- [Assigned task]:
Go through the listing below and state how many of its lines include "until". Write only that number.

======

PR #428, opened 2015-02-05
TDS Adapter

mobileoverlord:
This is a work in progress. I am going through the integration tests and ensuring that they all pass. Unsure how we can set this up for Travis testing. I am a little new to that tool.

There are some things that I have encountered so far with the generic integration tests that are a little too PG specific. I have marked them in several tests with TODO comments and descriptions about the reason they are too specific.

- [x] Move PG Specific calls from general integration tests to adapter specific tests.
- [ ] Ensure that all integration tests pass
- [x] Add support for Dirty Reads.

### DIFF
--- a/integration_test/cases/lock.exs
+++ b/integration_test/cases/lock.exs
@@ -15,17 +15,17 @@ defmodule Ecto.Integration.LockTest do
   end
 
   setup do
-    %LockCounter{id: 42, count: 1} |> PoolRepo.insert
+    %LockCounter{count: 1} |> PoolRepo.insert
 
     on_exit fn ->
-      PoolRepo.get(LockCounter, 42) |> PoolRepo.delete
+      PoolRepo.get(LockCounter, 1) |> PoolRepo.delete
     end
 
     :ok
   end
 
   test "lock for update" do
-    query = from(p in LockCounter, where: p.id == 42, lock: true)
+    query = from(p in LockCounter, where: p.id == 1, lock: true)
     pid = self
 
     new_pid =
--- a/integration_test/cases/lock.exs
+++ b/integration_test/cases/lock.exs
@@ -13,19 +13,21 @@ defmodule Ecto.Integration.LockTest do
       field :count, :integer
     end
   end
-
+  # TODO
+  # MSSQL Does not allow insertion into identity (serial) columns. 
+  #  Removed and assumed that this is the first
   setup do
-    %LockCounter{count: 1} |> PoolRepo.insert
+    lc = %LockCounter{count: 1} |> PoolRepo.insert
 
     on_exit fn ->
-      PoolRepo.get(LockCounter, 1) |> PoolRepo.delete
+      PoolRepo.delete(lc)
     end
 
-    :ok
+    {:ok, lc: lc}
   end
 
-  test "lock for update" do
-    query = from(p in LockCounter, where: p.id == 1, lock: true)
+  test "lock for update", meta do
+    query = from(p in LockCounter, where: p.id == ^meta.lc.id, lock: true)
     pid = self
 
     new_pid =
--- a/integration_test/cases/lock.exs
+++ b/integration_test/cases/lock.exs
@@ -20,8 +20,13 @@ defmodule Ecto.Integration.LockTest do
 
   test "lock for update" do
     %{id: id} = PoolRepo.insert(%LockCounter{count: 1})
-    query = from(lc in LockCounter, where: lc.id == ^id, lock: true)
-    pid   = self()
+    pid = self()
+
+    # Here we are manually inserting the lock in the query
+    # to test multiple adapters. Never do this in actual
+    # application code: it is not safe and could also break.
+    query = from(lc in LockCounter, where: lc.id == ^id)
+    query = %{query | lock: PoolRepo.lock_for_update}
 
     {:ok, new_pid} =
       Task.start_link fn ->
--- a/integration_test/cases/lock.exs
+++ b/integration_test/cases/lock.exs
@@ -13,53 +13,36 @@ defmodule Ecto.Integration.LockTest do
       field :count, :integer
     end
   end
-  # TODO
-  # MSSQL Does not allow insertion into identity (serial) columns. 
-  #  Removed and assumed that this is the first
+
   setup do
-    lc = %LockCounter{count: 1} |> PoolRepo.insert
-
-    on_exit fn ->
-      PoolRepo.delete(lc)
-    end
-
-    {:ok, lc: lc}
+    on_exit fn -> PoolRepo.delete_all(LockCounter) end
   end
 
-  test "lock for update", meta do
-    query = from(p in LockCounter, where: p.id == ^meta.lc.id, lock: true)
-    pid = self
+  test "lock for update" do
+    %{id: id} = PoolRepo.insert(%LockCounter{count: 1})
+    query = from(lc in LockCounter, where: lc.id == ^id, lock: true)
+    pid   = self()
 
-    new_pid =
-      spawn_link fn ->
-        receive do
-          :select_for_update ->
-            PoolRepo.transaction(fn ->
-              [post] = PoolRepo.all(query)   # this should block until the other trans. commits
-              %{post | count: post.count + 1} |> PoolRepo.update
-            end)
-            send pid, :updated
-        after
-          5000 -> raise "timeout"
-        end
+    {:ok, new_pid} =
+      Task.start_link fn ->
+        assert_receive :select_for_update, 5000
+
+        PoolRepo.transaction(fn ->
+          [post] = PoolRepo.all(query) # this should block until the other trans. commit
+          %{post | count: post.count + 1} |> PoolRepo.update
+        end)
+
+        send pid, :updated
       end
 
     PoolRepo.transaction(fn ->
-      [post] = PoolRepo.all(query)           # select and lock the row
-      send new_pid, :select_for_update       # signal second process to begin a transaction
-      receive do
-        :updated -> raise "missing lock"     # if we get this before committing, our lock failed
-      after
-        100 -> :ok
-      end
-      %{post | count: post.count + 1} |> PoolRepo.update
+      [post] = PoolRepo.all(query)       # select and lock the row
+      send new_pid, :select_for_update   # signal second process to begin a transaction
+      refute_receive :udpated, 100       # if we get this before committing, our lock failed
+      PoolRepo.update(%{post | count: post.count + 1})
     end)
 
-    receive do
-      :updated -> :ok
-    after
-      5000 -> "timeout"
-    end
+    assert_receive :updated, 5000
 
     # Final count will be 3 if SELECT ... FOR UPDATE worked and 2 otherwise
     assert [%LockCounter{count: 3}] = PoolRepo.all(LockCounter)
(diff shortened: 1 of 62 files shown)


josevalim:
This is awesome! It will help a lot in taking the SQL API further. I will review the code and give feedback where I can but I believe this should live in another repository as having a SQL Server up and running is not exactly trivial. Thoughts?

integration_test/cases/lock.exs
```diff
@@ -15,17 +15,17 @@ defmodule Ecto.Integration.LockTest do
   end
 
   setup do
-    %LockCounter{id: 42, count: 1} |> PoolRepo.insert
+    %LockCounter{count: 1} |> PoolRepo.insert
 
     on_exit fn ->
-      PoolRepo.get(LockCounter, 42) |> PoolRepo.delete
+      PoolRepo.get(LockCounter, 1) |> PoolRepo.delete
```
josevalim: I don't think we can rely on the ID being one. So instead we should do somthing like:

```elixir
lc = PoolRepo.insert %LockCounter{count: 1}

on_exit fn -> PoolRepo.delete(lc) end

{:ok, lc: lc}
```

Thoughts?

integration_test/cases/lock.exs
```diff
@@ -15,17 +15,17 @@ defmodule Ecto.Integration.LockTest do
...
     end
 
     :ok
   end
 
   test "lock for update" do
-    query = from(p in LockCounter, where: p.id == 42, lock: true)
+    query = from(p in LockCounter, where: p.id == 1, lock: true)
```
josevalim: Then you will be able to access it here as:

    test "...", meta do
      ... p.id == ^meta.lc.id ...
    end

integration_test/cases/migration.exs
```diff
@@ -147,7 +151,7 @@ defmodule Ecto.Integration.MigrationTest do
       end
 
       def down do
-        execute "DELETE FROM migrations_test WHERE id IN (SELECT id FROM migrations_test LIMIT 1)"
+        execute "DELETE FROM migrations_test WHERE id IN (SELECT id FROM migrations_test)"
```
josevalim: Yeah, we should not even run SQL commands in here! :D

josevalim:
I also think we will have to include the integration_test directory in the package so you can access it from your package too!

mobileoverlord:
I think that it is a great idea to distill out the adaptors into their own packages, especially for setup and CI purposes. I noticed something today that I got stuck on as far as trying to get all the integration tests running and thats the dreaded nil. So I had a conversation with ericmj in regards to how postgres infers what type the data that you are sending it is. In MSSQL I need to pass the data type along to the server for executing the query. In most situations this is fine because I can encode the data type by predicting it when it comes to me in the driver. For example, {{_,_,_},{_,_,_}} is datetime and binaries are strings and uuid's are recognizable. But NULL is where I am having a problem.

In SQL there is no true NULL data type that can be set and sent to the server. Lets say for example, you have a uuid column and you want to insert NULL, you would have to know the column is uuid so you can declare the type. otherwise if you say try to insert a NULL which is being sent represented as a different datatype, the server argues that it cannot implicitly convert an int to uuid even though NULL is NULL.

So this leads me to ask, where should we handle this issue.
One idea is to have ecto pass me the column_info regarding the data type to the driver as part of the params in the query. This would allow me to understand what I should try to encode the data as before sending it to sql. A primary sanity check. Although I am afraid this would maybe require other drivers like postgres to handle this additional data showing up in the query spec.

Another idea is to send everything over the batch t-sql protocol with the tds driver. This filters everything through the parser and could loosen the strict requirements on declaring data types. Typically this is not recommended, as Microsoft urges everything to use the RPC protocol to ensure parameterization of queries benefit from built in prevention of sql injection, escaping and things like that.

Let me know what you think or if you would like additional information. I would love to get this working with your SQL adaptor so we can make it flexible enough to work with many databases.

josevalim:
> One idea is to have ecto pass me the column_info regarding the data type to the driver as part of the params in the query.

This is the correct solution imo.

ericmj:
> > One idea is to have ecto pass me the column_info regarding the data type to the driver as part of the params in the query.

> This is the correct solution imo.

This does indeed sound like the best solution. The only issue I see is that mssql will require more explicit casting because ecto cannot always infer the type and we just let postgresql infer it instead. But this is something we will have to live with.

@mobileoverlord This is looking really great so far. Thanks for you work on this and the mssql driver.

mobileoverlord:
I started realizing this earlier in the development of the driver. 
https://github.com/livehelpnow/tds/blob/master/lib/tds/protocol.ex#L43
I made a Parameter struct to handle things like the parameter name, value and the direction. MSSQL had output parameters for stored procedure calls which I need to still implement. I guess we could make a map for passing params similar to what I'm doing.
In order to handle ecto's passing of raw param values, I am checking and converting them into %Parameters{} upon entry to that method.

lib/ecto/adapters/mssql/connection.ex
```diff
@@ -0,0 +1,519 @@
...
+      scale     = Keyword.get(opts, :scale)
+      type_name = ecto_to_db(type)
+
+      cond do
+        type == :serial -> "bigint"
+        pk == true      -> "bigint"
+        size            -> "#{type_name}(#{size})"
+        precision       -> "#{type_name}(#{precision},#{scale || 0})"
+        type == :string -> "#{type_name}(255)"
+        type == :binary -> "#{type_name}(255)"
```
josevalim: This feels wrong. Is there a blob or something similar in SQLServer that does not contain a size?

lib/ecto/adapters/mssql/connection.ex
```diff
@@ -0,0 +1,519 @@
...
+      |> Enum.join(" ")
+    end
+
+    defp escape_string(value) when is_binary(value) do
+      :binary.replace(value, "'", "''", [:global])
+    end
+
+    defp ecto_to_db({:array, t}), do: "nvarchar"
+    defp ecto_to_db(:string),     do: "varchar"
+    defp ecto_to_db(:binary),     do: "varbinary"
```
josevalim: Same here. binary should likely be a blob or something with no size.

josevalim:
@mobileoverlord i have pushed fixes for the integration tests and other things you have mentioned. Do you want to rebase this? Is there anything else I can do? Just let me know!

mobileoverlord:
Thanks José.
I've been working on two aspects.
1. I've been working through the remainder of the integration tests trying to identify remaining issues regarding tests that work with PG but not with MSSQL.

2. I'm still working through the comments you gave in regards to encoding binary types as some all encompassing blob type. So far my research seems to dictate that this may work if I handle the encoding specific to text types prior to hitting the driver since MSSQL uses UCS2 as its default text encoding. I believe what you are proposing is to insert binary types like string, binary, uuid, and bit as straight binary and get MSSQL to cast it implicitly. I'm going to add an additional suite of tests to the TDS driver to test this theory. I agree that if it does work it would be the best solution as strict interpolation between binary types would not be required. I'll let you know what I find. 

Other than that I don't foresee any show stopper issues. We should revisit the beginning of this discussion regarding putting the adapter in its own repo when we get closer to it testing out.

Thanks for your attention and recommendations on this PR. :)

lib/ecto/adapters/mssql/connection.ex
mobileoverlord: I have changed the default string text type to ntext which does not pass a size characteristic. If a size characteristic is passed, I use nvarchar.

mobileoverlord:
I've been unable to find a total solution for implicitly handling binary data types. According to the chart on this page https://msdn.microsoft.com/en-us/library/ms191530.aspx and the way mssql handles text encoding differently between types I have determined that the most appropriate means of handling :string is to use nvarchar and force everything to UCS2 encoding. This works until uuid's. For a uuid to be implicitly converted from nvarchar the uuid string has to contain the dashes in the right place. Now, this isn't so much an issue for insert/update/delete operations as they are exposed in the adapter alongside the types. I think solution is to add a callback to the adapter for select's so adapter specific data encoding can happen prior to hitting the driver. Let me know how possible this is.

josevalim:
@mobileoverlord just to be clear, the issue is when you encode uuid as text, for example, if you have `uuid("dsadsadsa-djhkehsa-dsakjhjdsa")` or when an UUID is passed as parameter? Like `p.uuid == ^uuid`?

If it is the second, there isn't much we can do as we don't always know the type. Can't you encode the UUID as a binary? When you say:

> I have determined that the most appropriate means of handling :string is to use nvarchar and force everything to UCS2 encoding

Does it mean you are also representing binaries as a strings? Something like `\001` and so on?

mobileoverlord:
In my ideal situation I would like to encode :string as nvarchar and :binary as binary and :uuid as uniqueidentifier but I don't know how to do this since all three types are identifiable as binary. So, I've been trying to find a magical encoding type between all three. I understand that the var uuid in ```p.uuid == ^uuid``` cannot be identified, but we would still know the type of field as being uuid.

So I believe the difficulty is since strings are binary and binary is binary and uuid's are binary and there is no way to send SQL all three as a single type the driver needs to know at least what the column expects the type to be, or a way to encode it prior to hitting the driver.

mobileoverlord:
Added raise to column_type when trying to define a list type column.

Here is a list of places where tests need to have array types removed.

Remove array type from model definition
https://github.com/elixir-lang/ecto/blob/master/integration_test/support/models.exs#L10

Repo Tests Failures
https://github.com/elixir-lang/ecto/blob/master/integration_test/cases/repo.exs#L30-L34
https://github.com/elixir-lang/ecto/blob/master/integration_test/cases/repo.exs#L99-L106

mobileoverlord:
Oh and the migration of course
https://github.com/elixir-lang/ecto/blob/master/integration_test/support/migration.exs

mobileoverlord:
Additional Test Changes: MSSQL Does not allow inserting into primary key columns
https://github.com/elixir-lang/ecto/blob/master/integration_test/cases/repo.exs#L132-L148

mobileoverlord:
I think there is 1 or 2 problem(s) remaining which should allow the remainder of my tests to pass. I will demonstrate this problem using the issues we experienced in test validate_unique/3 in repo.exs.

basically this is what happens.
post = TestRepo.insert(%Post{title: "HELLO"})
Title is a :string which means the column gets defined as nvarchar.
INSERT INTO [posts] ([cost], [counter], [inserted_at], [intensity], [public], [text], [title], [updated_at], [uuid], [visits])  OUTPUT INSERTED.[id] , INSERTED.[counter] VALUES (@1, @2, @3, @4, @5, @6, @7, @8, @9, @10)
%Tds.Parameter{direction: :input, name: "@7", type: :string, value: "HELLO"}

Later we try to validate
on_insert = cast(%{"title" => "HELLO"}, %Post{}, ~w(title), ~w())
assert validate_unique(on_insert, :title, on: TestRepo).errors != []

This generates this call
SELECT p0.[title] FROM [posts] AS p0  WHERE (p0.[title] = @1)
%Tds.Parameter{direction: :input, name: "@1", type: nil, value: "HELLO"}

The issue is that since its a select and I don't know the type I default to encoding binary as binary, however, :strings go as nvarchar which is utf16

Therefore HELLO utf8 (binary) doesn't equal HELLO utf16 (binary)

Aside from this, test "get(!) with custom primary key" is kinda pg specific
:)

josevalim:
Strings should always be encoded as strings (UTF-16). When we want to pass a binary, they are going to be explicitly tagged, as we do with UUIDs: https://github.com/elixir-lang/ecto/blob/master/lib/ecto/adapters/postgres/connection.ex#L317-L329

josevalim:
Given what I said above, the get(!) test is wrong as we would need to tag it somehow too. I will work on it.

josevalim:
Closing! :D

======

- [Finished exercise]:
3